[Saved entries]
------------------------------------------------------------

PR #1881, opened 2024-10-22
Significant speedup

dellaert:
# Speedups across the board
## In DT:
- speed up DT conversion if labels stay 

## In HGC
- remove double storage: just one tree in HGF base class
- special constructor straight from this base class storage

## In HGFG
- prune empty graphs on the fly
- new `Result` struct to eliminate double compute of negLogK
- use new HGC constructor

## Extra
- DT method `split` : unused for now but could speed up if split could build only two trees instead of three; in that case, we could try building ResultTree as two trees instead, and one of them could be used to create the HGCs directly

### DIFF
--- a/gtsam/discrete/DecisionTree.h
+++ b/gtsam/discrete/DecisionTree.h
@@ -156,10 +156,10 @@ namespace gtsam {
     template <typename It, typename ValueIt>
     static NodePtr build(It begin, It end, ValueIt beginY, ValueIt endY);
 
-    /** Internal helper function to create from
-     * keys, cardinalities, and Y values.
-     * Calls `build` which builds thetree bottom-up,
-     * before we prune in a top-down fashion.
+    /**
+     * Internal helper function to create a tree from keys, cardinalities, and Y
+     * values. Calls `build` which builds the tree bottom-up, before we prune in
+     * a top-down fashion.
      */
     template <typename It, typename ValueIt>
     static NodePtr create(It begin, It end, ValueIt beginY, ValueIt endY);
@@ -239,7 +239,7 @@ namespace gtsam {
     DecisionTree(const DecisionTree<L, X>& other, Func Y_of_X);
 
     /**
-     * @brief Convert from a different value type X to value type Y, also transate
+     * @brief Convert from a different value type X to value type Y, also translate
      * labels via map from type M to L.
      *
      * @tparam M Previous label type.
@@ -405,6 +405,18 @@ namespace gtsam {
     std::string dot(const LabelFormatter& labelFormatter,
                     const ValueFormatter& valueFormatter,
                     bool showZero = true) const;
+
+    /**
+     * @brief Convert into two trees with value types A and B.
+     *
+     * @tparam A First new value type.
+     * @tparam B Second new value type.
+     * @param AB_of_Y Functor to convert from type X to std::pair<A, B>.
+     * @return A pair of DecisionTrees with value types A and B respectively.
+     */
+    template <typename A, typename B>
+    std::pair<DecisionTree<L, A>, DecisionTree<L, B>> split(
+        std::function<std::pair<A, B>(const Y&)> AB_of_Y);
 
     /// @name Advanced Interface
     /// @{
--- a/gtsam/discrete/DecisionTree.h
+++ b/gtsam/discrete/DecisionTree.h
@@ -416,7 +416,7 @@ namespace gtsam {
      */
     template <typename A, typename B>
     std::pair<DecisionTree<L, A>, DecisionTree<L, B>> split(
-        std::function<std::pair<A, B>(const Y&)> AB_of_Y);
+        std::function<std::pair<A, B>(const Y&)> AB_of_Y) const;
 
     /// @name Advanced Interface
     /// @{
--- a/gtsam/discrete/DecisionTree.h
+++ b/gtsam/discrete/DecisionTree.h
@@ -85,7 +85,7 @@ namespace gtsam {
 
     /** ------------------------ Node base class --------------------------- */
     struct Node {
-      using Ptr = std::shared_ptr<const Node>;
+      using Ptr = std::shared_ptr<Node>;
 
 #ifdef DT_DEBUG_MEMORY
       static int nrNodes;
@@ -227,6 +227,15 @@ namespace gtsam {
     /** Create DecisionTree from two others */
     DecisionTree(const L& label, const DecisionTree& f0,
                  const DecisionTree& f1);
+
+    /**
+     * @brief Move constructor for DecisionTree. Very efficient as does not
+     * allocate anything, just changes in-place. But `other` is consumed.
+     *
+     * @param op The unary operation to apply to the moved DecisionTree.
+     * @param other The DecisionTree to move from, will be empty afterwards.
+     */
+    DecisionTree(const Unary& op, DecisionTree&& other) noexcept;
 
     /**
      * @brief Convert from a different value type.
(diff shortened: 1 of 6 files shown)


dellaert:
@varunagrawal Hoping to get a quick review so I can cut an alpha version of GTSAM soon.
Before I can do that, I'd also need to ascertain whether memory leak is in GTSAM proper or in your application code. Any information on that?

gtsam/hybrid/HybridGaussianFactorGraph.cpp
```diff
@@ -363,34 +367,31 @@ HybridGaussianFactorGraph::eliminate(const Ordering &keys) const {
   // any difference in noise models used.
   HybridGaussianProductFactor productFactor = collectProductFactor();
 
-  // Convert factor graphs with a nullptr to an empty factor graph.
-  // This is done after assembly since it is non-trivial to keep track of which
-  // FG has a nullptr as we're looping over the factors.
-  auto prunedProductFactor = productFactor.removeEmpty();
+  auto isNull = [](const GaussianFactor::shared_ptr& ptr) { return !ptr; };
```
varunagrawal: We should keep the docstring. I remember that this was a point of confusion when we came back to this code after a while.

gtsam/hybrid/HybridGaussianConditional.cpp
```diff
@@ -288,28 +310,39 @@ HybridGaussianConditional::shared_ptr HybridGaussianConditional::prune(
...
 /* *******************************************************************************/
-double HybridGaussianConditional::evaluate(const HybridValues &values) const {
-  auto conditional = conditionals_(values.discrete());
-  return conditional->evaluate(values.continuous());
+double HybridGaussianConditional::evaluate(const HybridValues& values) const {
+  auto [factor, _] = factors()(values.discrete());
+  if (auto conditional = std::dynamic_pointer_cast<GaussianConditional>(factor))
+    return conditional->evaluate(values.continuous());
+  else
+    throw std::logic_error(
```
varunagrawal: I'm wondering if there is a better way to reduce the duplication of this and logProbability? Probably by passing in a functional?
E.g.
```cpp
double checkAndRun(const HybridValues& values, std::function<double(const GaussianConditional::shared_ptr& conditional, const HybridValues& values)>& functional) {
  auto [factor, _] = factors()(values.discrete());
  if (auto conditional = std::dynamic_pointer_cast<GaussianConditional>(factor))
    return functional(conditional, values);
  else
    throw std::logic_error(
        "A HybridGaussianConditional unexpectedly contained a non-conditional");
}
```

gtsam/hybrid/HybridGaussianConditional.cpp
```diff
@@ -288,28 +310,39 @@ HybridGaussianConditional::shared_ptr HybridGaussianConditional::prune(
...
+      return {nullptr, std::numeric_limits<double>::infinity()};
+    else
+      return pair;
   };
 
-  auto pruned_conditionals = conditionals_.apply(pruner);
-  return std::make_shared<HybridGaussianConditional>(discreteKeys(),
-                                                     pruned_conditionals);
+  FactorValuePairs prunedConditionals = factors().apply(pruner);
+  return std::shared_ptr<HybridGaussianConditional>(
```
varunagrawal: Why not `make_shared` over here? The constructor is being called in both cases.

gtsam/hybrid/HybridGaussianConditional.cpp
```diff
@@ -288,28 +310,39 @@ HybridGaussianConditional::shared_ptr HybridGaussianConditional::prune(
...
   // Check the max value for every combination of our keys.
   // If the max value is 0.0, we can prune the corresponding conditional.
-  auto pruner = [&](const Assignment<Key> &choices,
-                    const GaussianConditional::shared_ptr &conditional)
-      -> GaussianConditional::shared_ptr {
-    return (max->evaluate(choices) == 0.0) ? nullptr : conditional;
+  auto pruner =
+      [&](const Assignment<Key> &choices,
+          const GaussianFactorValuePair &pair) -> GaussianFactorValuePair {
+    if (max->evaluate(choices) == 0.0)
```
varunagrawal, line 323: This could still be a ternary condition

gtsam/hybrid/HybridGaussianConditional.cpp
```diff
@@ -254,12 +270,18 @@ std::shared_ptr<HybridGaussianFactor> HybridGaussianConditional::likelihood(
...
-        const auto likelihood_m = conditional->likelihood(given);
-        const double Cgm_Kgcm = conditional->negLogConstant() - negLogConstant_;
-        return {likelihood_m, Cgm_Kgcm};
+      factors(),
+      [&](const GaussianFactorValuePair &pair) -> GaussianFactorValuePair {
+        if (auto conditional =
+                std::dynamic_pointer_cast<GaussianConditional>(pair.first)) {
+          const auto likelihood_m = conditional->likelihood(given);
+          // scalar is already correct.
+          assert(pair.second ==
```
varunagrawal: Maybe we can remove this assert and save some performance?

gtsam/hybrid/HybridGaussianFactorGraph.cpp
```diff
@@ -57,10 +57,20 @@ template class EliminateableFactorGraph<HybridGaussianFactorGraph>;
 
 using std::dynamic_pointer_cast;
 using OrphanWrapper = BayesTreeOrphanWrapper<HybridBayesTree::Clique>;
-using Result =
-    std::pair<std::shared_ptr<GaussianConditional>, GaussianFactor::shared_ptr>;
-using ResultValuePair = std::pair<Result, double>;
-using ResultTree = DecisionTree<Key, ResultValuePair>;
+
+/// Result from elimination.
+struct Result {
```
varunagrawal, line 61: Neat!

gtsam/discrete/DecisionTree.h
```diff
@@ -406,6 +415,18 @@ namespace gtsam {
...
+    /**
+     * @brief Convert into two trees with value types A and B.
+     *
+     * @tparam A First new value type.
+     * @tparam B Second new value type.
+     * @param AB_of_Y Functor to convert from type X to std::pair<A, B>.
+     * @return A pair of DecisionTrees with value types A and B respectively.
+     */
+    template <typename A, typename B>
+    std::pair<DecisionTree<L, A>, DecisionTree<L, B>> split(
```
varunagrawal, line 427: Not sure where this is used. Could probably have been another PR.

varunagrawal (approved):
Couple of comments but LGTM.
Removing the conditionals duplication was on my TODO list (planned to do it after figuring out memory issues) so this is great!

gtsam/discrete/DecisionTree.h
varunagrawal: Nevermind, read the last comment of the PR description again. Could still have been another PR 😅

gtsam/hybrid/HybridGaussianConditional.cpp
dellaert: Done

gtsam/hybrid/HybridGaussianConditional.cpp
dellaert: I tried but {} is issue

gtsam/hybrid/HybridGaussianConditional.cpp
dellaert: Done

gtsam/hybrid/HybridGaussianConditional.cpp
dellaert: For another day...

gtsam/hybrid/HybridGaussianFactorGraph.cpp
dellaert: Good point. Done.

gtsam/hybrid/HybridGaussianConditional.cpp
varunagrawal: I already worked on it so pushed the changes.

------------------------------------------------------------

Exercise brief —
Each line above that includes "apply" counts once; state the total and nothing more.

Solution for this task —
3